One reason for that ebb and flow is that the unlimited access that we have to information keeps us from getting involved in issues on a deeper level in this age of technology. In other words, there are so many different things that we read about that it becomes difficult to really “care” about anything.

It’s much easier to like and share a post from an animal shelter than to volunteer there or give one of the dogs a new home or share a post about coral bleaching in Australia than it is to send them funding to pay for new supplies or tools. As a result, charitable organizations often scrape by with meager funding and few, albeit dedicated, volunteers, even if they are in the midst of a social media firestorm. In the end, our “minimal effort” leads to a “minimal impact” on issues that actually matter. 

It’s easy to give in to the temptation of taking the easy route. I won’t deny it. In fact, I’ll be the first to admit it. Just pressing “Share” and moving on is an easy way to feel good about yourself, even though you aren’t really doing anything.

For example, along with over 28 million other people, I posted a black square on Instagram earlier this year in support of “Blackout Tuesday.” The squares were meant to show solidarity with the BIPOC community following the killing of George Floyd. They were supposed to be a profound gesture of unity. Instead, they ended up being a profound nuisance to the activists trying to make real change, clog up communication lines, and confuse people. Hashtags like #Blacklivesmatter and #BLM changed from valuable areas of information and exchange to a sea of black squares in a matter of hours.

It was all but impossible to make discussion or answer questions about the BLM movement. The “easy route” ended up doing more harm than good. But since when has activism been a simple task? If solving problems like world hunger and climate change were as easy as talking about them on Instagram, they wouldn’t be problems anymore.

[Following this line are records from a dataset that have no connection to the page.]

PR #3907, opened 2026-08-07
Fix issues with terrain generation

### LINKED ISSUE #3906: Scenario editor - Land generation doesn't paint terrain correctly
**Version information:**
 - Platform: Windows
 - Version: 24.04 - 26.07.1

**Describe the bug**
In Scenario Editor, in Land Generation, you can specify where the land types will be painted on the generated map (this information is also used for finished scenarios that use Random Map Generation).  
The problem is that the values specified don't work as they should and instead of following the value set, they take over the entire map.  

Image  
  

**To Reproduce**
1. Go to Scenario Editor
2. Load "Sandbox Settler" scenario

No, these issues require much more action than that. There’s a lot more to equality and justice than posting a black square. We should accept the challenge that these problems bring, embrace it even, and strive to make tangible changes in our communities, changes that will have a meaningful impact.

So next time, instead of reposting a thread about climate change and forgetting about it, why not pick up trash in your community afterward, or learn about how our local government is working to reduce emissions? What about making food at a homeless shelter after sharing a photo about it? To truly make a difference, we can’t stop at just liking and sharing; take the extra step, and start being the change you want to see in the world.